PR #31, opened 2020-01-16
Added flexibility to change keyspace to the users

arpitjindal97:
Here is the discussion thread where it was decided to add this functionality

https://github.com/jaegertracing/jaeger-operator/pull/837

### DIFF
--- a/charts/jaeger/Chart.yaml
+++ b/charts/jaeger/Chart.yaml
@@ -2,7 +2,7 @@ apiVersion: v1
 appVersion: 1.16.0
 description: A Jaeger Helm chart for Kubernetes
 name: jaeger
-version: 0.18.4
+version: 0.18.5
 keywords:
   - jaeger
   - opentracing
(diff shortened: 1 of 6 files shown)


arpitjindal97:
Here I figured out some thing, cassandra schema job container creates default schema, `jaeger_v1_dc1` but collector and query's default image uses schema `jaeger_v1_test`. 

Cassandra schema job container needs a change.

naseemkullah:
> Here I figured out some thing, cassandra schema job container creates default schema, `jaeger_v1_dc1` but collector and query's default image uses schema `jaeger_v1_test`.

I just realized that this will be a breaking change for anyone using the chart. We should probably address this soon before users get a chance to upgrade.

> 
> Cassandra schema job container needs a change.
> 
> I have made PR to jaeger repo also, to submit this fix.
> 
> [jaegertracing/jaeger#2020](https://github.com/jaegertracing/jaeger/pull/2020)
___
HOW TO COMPLETE THIS TASK:
Show me every line in the data above that includes "figured".

OUTPUT BELOW:
Here I figured out some thing, cassandra schema job container creates default schema, `jaeger_v1_dc1` but collector and query's default image uses schema `jaeger_v1_test`. 
> Here I figured out some thing, cassandra schema job container creates default schema, `jaeger_v1_dc1` but collector and query's default image uses schema `jaeger_v1_test`.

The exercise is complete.